Hong Kong Travel GuideEdit This The best resource for sights, hotels, restaurants, bars, what to do and see
The best thing about being in Hong Kong is getting flummoxed and fired by the confluences and contradictions of a Chinese city with Chinese and Western elements. It's about savouring new tastes, weaving through human gridlock and humming some dumb Cantopop tune while slurping your noodles.
From the vantage point of Victoria Peak, overlooking the world's busiest deepwater port, you can see a city geared not only to making money but feeling good about it. At night, it's like looking down into a volcano. The view is breathtaking.
Despite its British colonial past, Hong Kong has always stuck to its roots, and the culture beneath the glitz is pure Chinese. That didn't stop locals from feeling apprehensive about being reunited with the motherland when the British handed the colony to the People's Republic of China in early 1997, but their unease has largely evaporated.
Hong Kong is divided into four main areas - Kowloon, Hong Kong Island, the New Territories and the Outlying Islands. Kowloon and the New Territories are on a peninsula of the Chinese mainland, on the northern side of Victoria Harbour; Hong Kong Island is on the southern side of the harbour facing Kowloon.
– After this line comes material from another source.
PR #579, opened 2025-01-13
Adding querystring to local storage on browse page to store "layer session" 

Pete-Y-CS:
…session can be resumed by default

Seems to  be working mostly okay except public transport layers don't work. will investigate but putting it up so you can see my approach and test it out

The city itself is centred around Victoria Harbour. The main business district is Central, on Hong Kong Island. East of Central lies the Admiralty commercial district; Wan Chai, known for restaurants and clubs; then Causeway Bay, a major shopping area. Towering above it all is the Peak, Hong Kong's premier scenic outlook and residential district, which happily has plenty of public green space. In Kowloon, Tsim Sha Tsui (on the southern tip), Jordan and Yau Ma Tei are busy hotel and shopping areas, while Mong Kok is a bustling residential and shopping area.Hong Kong Island, the busy financial and commercial centre with its high skyscrapers, has a lot to offer: shops, bars, headquarters from companies and, for those who feel like it, a handful of culture namely a few museums and some sights. Make sure you go to Victoria Peak where you can have astonishing views of the surroundings. One of the nicest beaches, despite its shark warnings, is definitely Repulse Bay. A tram ride is a must. For those who want to see a bit more of the Hong Kong Island, it might be a good idea to visit Aberdeen.
Kowloon is the southern tip of the peninsula and faces Hong Kong island. This paradise of shops, bars and hotels is not only popular with tourists but also with inhabitants of Hong Kong island who can easily take the ferry to this melting-pot of everything relating to spending your money. Besides the important shopping areas, such as the shops and street markets around Nathan Road (sometimes also known as the ‘Golden Mile’) and Mong Kok, there is an abundance of bars and cafés. However, there is even more in Kowloon. Although they are not dipped in neon-lights, there are a few nice temples you can visit, such as the famous Wong Tai temple, and a couple of quite interesting museums.The Northern part is known as the New Territories. Although many travellers just rush through NT to arrive at the border, it might be an idea to explore this area with its dualistic character. You will see small ancient rural villages alternated with modern towns.
The Outlying Islands simply refers to any of the other 235 islands, including the popular destination of Lantau Island, where you can find the giant Buddha, Hong Kong Disneyland, Hong Kong International Airport, and Tai O - a characteristic fishing village built on stilts. Other smaller islands worth visiting are Lamma and Cheung Chau, both village islands and completely different from Hong Kong Island.